You need to post more. <nods>

:kiss:
 
My sex life as of recent has been rather adventurous, negating the need for a jack. I have in the last week procured the services of a young undergrad I met online, a middle-eastern pop singer I met at the gym and of course my regular designated semen inhaler.

Promiscuity in lieu of masturbation seems to be working wonders for my self esteem, but has offered me none of the sworn benefits of seed retention.
 
I want to hold out so that I can get horny enough to finally finish one of these three stories I've started. But dammit I don't have the time/inclination, even after 48 hours of jack-free consciousness.

Dammit, why can't I control my libido?
 
i'm too angry to masturbate.

but i did it once today, and i really want to again, but i'm really just too angry.

i think i'd hurt myself if i tried.
 
Fucking finally.

IT's been like 2 weeks without an O

I did it twice :D

My egg vibey died, luckily I still had my bullet vibe but it's dying too, I just ordered another egg. I :heart: my egg

I read 2 of my fave dirty stories, but I didn't need much imagination the vibey did his job
 
I'm off the jack wagon and the Salvation Army band is playing drunkenly. The Women's Christian Masturbation Union has turned me out. Three yesterday and one this morning.

Jacking can hold some strange surprises. Right when you think you've seen it all, a jack will come out of left field and knock your socks off.

I was going at it in my cot this morning before reveille and got very tense. I was thinking about my favorite scenario: Penis Nurse, RN; Sister Of Oral Mercy; Black Philanthropy.

The source of my emotional heebie jeebies was this: I have come to realize that if I had a cock nurse/sister of oral mercy at my disposal; I would probably not be able to witness the acts of black philanthropy resulting from my behest as Andrew Oral Carnegie. The kind of person who I think of as oral beneficiary wouldn't be able to function with a leering man present. Thus, I would have to free Ms. Cock Nurse to act on her own recognizance; and then report back later with full oral details. The idea of giving up control in such a manner made me feel very strange.

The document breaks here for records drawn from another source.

PR #6577, opened 2020-05-08
Glean delete user data

### LINKED ISSUE #6515: Add Glean to FF iOS
**Vision**

Initial implementation of Glean is completed and the Glean team can test that events are coming in correctly

**Background**

Switching to Glean will move us off the legacy Telemetry client and bring us in line with what other products are using across Mozilla. This means our data is better maintained and we can take advantage of the new features including automated dashboards (GUD) and automated documentation

**Acceptance Criteria**

* Glean SDK has been added to the product
* A bug has been filed for Glean pipeline to enable the application id
* Glean team has been informed and we can start collecting data for testing

kaylagalway:
Fixes #6515 

This PR adds the legacy telemetry client id to the Glean deletion request ping to comply with data protection regulations (e.g. GDPR, CCPA)


travis79:
Kayla, @garvankeeley mentioned that Glean was adding 4 MB to the app bundle size.  I think that this is due to the fact that the Glean.framework is set to "Embed and Sign" in the "Frameworks, Libraries, and Embedded Content" section of the project settings.  If we change this to "Do Not Embed" it should help with this.

garvankeeley:
> Kayla, @garvankeeley mentioned that Glean was adding 4 MB to the app bundle size. I think that this is due to the fact that the Glean.framework is set to "Embed and Sign" in the "Frameworks, Libraries, and Embedded Content" section of the project settings. If we change this to "Do Not Embed" it should help with this. Is that something you can change in this PR?

Hmm, I can't see how that will work, Glean is not built as a static archive:
```$ file ./Carthage/Build/iOS/Glean.framework/Glean 
./Carthage/Build/iOS/Glean.framework/Glean: Mach-O universal binary with 2 architectures: [x86_64:Mach-O 64-bit dynamically linked shared library x86_64] [arm64]
./Carthage/Build/iOS/Glean.framework/Glean (for architecture x86_64):	Mach-O 64-bit dynamically linked shared library x86_64
./Carthage/Build/iOS/Glean.framework/Glean (for architecture arm64):	Mach-O 64-bit dynamically linked shared library arm64
```

Let's use a different issue and PR for this though. I think building Glean statically is the way to go here, and combining it with the linkage we use for A-S lib at our root/most-common component  (I think that is the Storage module) will get the most efficient code stripping, as well as ensuring glean is maximally available. Switching may pose difficulties, we had a lot of problems integrating A-S statically due to restrictions on accessing symbols outside of the Storage module. Basically this gets into re-exporting interfaces potentially, which I don't have a good understanding of.

travis79:
Thanks @garvankeeley, we'd definitely like to be less impactful on the size of the app so knowing the approach taken with A-S will help.  

> I'll ping you for more onboarding to how glean's autogenerated stuff works, I am new to this.

Please let me or the Glean team know of any questions you have and we would be happy to answer.  We also appreciate any feedback such as the size impact so that we can make improvements to the iOS bindings.

travis79:
@kaylagalway can we add the doc generation to the sdk_generator Build Phase for this and link to the docs in telemetry.md?  It's going to be required for datareview.

kaylagalway:
> @kaylagalway can we add the doc generation to the sdk_generator Build Phase for this and link to the docs in telemetry.md? It's going to be required for datareview.

Yeah I'll do this now

.gitignore
```diff
@@ -65,6 +65,9 @@ python-env/
 .idea
 
 Carthage/
+# Required for Glean
+/Generated
```
garvankeeley, line 69: `/Client/Generated` I believe (when I tried the patch locally I saw it wasn't ignoring the file so I think that is the problem)

Client.xcodeproj/project.pbxproj
```diff
@@ -4592,7 +4592,7 @@
 			);
 			runOnlyForDeploymentPostprocessing = 0;
 			shellPath = /bin/sh;
-			shellScript = "# Type a script or drag a script file from your workspace to insert its path.\nbash $PWD/sdk_generator.sh\n";
+			shellScript = "# Type a script or drag a script file from your workspace to insert its path.\nbash $PWD/sdk_generator.sh -m $SRCROOT/docs\n";
```
garvankeeley, line 4595: I don't think these can be combined in a single step.  To be be 100% correct as a build step, `sdk_generator.sh` should only run when input files have changed, or output files are missing.

Given that autogenerated .swift files are not to be committed -which we consider a best practice- the script will run on a fresh checkout, but now it will modify a committed file in docs, and the problem exists of a locally modified file that was not intentionally modified.

I think this will work as a separate build step. This step should *only* operate for the documentation, and the input file is `$(SRCROOT)/Client/metrics.yaml` and the output file is the doc file.

.gitignore
```diff
@@ -65,6 +65,9 @@ python-env/
...
+.venv/
```
garvankeeley, line 70: need to update fx-ios readme to indicate the required python major version (i think virtual env will handle the minor version). prior to this PR only the build machines needed python.

.gitignore
kaylagalway: Easy fix - will do!

Client.xcodeproj/project.pbxproj
travis79: The docs files that are regenerated in this case should not have any changes in them and should be identical to the docs generated by the original commit that added them.  Granted, they may have a new "modified" file date, but I don't think that is enough to show up as a difference to git.

We still think the doc generation step can be separated if this is still a concern, it will just take a slight modification to the sdk_generator.sh script.

garvankeeley: sgtm, if it doesn't show up as modified locally, it is ok as-is.

travis79:
@garvankeeley and @kaylagalway is there anything still blocking this PR from landing?  We merged a change to a piece of the backend that was expecting the metrics.yaml file and it's not there yet and we may want to revert that if this PR isn't going to land soon.  Thanks!

kaylagalway:
> @garvankeeley and @kaylagalway is there anything still blocking this PR from landing? We merged a change to a piece of the backend that was expecting the metrics.yaml file and it's not there yet and we may want to revert that if this PR isn't going to land soon. Thanks!
> 
> Update: we went ahead and reverted the change for now.

Hey Travis - I had to pivot to QR code work. I am working on getting this merged today or early tomorrow morning. Want me to ping you when it's done?

travis79:
> > @garvankeeley and @kaylagalway is there anything still blocking this PR from landing? We merged a change to a piece of the backend that was expecting the metrics.yaml file and it's not there yet and we may want to revert that if this PR isn't going to land soon. Thanks!
> > Update: we went ahead and reverted the change for now.
> 
> Hey Travis - I had to pivot to QR code sign in work. I am working on getting this merged today or early tomorrow morning. Want me to ping you when it's done?

Yes please!  :)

My actual jack fantasy was about the interrogation session that would doubtless ensue. I would never be sure that I had gotten all the information. What if she enjoyed it too much? The kind of girl I like for an angel of oral mercy is a skilled man-pleaser with a malicious teasing or femme fatale streak. Such people are notoriously hard to manage. The firm hand is most definitely called for. Thus, jacking, I meditated on these matters.

As the bugler commenced to blow reveille out on the dewy parade grounds, I finally allowed myself to release.. However, the built-up tension overmastered my stoic control. Usually I am tense, brisk, almost businesslike at ejaculation time; but I as pictured a penis nurse bent over the ejaculation basin before me, an irrational exuberance overcame me and I began making violent thrusting motions with my hips. I came with a bang, out of control, letting out a rebel yell, my left arm flung over my head and my whole body undulating. Some seed missed the ejaculation basin. Then I viewed myself in the ejaculation mirror and realized that I looked exactly like a bronco buster in that posture.

Musing later, I thought to myself that a bit of irrational exuberance is certainly a good thing in life.
 
rosco rathbone said:
I'm off the jack wagon and the Salvation Army band is playing drunkenly. The Women's Christian Masturbation Union has turned me out. Three yesterday and one this morning.

Jacking can hold some strange surprises. Right when you think you've seen it all, a jack will come out of left field and knock your socks off.

I was going at it in my cot this morning before reveille and got very tense. I was thinking about my favorite scenario: Penis Nurse, RN; Sister Of Oral Mercy; Black Philanthropy.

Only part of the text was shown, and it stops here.